Problem: Gather all lines from the material that contain "your".

Task material:
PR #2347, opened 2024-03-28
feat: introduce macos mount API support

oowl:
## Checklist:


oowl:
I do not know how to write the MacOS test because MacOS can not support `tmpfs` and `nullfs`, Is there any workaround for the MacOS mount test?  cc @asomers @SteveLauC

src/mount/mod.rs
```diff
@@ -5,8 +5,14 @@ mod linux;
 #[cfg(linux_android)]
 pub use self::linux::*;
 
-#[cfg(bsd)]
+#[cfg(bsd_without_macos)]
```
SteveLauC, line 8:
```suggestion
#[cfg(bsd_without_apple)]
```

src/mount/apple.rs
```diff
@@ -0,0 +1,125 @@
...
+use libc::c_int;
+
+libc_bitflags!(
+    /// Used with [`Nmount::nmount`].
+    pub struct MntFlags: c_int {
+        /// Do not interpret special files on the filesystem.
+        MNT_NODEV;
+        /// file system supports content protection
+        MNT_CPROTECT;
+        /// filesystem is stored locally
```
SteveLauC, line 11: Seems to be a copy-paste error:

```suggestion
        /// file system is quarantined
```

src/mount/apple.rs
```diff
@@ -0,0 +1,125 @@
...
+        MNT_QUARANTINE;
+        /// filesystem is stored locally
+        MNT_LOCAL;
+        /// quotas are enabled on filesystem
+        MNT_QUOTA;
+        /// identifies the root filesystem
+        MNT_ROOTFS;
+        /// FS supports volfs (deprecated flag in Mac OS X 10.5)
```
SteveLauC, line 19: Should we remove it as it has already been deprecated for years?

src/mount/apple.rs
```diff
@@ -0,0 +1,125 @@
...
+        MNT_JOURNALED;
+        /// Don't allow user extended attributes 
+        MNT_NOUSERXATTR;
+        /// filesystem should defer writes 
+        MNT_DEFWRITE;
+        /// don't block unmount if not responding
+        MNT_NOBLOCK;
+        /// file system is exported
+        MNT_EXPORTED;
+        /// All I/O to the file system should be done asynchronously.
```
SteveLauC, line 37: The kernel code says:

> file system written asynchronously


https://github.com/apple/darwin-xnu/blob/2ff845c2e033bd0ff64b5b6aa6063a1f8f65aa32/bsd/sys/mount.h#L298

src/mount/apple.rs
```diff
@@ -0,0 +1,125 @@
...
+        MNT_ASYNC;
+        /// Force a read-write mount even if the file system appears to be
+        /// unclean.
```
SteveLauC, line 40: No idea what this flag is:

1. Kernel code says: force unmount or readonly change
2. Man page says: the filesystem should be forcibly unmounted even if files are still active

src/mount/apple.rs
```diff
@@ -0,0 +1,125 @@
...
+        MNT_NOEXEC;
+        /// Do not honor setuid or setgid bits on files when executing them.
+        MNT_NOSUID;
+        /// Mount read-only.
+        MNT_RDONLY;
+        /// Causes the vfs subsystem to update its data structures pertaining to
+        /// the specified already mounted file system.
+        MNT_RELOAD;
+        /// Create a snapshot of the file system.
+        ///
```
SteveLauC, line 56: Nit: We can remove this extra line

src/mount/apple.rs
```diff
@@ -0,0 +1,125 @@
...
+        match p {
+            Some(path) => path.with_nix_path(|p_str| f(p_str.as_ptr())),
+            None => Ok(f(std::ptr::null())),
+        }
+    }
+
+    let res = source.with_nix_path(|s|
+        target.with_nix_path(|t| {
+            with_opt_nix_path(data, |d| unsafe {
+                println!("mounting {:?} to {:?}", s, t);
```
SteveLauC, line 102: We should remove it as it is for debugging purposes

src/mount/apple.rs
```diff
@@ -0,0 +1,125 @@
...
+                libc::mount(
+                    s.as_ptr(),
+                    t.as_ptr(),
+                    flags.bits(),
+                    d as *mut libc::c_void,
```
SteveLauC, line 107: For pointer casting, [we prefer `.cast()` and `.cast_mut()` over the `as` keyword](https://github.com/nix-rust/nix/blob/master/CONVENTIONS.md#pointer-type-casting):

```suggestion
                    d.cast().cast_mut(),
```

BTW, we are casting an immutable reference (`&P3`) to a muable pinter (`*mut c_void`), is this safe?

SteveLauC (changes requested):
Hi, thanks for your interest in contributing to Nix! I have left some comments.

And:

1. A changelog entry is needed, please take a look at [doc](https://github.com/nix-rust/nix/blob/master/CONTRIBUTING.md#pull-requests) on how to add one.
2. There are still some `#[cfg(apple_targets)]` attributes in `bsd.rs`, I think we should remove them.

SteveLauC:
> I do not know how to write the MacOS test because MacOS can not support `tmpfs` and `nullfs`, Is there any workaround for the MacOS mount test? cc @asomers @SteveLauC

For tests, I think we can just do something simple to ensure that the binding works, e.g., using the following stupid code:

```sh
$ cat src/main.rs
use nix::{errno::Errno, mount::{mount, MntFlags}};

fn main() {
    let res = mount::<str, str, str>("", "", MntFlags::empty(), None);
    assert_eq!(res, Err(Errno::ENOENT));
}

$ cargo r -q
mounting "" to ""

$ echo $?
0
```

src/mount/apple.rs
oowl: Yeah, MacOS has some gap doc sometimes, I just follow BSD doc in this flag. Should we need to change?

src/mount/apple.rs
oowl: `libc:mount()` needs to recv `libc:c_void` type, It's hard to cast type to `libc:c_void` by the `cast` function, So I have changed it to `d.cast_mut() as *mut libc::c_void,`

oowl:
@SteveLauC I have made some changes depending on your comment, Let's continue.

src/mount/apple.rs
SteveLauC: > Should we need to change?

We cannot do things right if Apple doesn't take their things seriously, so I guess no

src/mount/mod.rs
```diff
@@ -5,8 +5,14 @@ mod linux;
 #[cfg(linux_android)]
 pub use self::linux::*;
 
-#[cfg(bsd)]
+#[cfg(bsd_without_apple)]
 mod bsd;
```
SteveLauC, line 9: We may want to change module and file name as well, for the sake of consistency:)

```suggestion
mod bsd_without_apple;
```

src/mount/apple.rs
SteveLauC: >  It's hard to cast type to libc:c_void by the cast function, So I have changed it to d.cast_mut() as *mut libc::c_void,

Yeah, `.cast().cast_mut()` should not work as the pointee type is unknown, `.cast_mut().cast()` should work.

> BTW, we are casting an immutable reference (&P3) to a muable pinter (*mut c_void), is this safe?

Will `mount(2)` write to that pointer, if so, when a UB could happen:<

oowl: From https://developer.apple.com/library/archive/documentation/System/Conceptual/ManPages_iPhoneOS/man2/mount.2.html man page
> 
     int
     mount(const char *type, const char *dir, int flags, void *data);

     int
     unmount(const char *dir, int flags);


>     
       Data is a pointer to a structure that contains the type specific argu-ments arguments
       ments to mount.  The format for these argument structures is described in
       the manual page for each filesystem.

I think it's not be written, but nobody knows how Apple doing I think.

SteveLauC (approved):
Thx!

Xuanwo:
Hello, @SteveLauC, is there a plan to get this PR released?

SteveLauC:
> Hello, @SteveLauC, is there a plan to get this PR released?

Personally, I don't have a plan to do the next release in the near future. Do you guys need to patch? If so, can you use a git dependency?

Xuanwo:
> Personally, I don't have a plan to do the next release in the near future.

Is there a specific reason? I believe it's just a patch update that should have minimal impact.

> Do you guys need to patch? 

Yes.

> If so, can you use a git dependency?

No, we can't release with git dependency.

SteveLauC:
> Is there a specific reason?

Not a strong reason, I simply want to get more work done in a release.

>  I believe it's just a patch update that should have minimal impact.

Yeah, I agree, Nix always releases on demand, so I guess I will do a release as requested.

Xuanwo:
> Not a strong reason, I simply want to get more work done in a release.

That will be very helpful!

==

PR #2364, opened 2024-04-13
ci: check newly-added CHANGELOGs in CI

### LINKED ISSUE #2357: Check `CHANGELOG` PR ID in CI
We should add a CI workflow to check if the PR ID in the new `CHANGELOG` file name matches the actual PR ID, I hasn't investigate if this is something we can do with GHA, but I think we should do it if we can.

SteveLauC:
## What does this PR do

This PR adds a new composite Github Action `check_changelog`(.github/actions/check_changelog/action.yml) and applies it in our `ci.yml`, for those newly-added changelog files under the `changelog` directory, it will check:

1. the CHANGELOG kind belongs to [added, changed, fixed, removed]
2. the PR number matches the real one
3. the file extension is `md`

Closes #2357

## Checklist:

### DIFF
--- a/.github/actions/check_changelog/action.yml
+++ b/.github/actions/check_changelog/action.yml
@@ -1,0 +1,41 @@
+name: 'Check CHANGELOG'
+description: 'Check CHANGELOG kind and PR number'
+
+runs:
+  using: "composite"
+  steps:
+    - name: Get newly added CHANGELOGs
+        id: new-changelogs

Answer box:
Hi, thanks for your interest in contributing to Nix! I have left some comments.
@SteveLauC I have made some changes depending on your comment, Let's continue.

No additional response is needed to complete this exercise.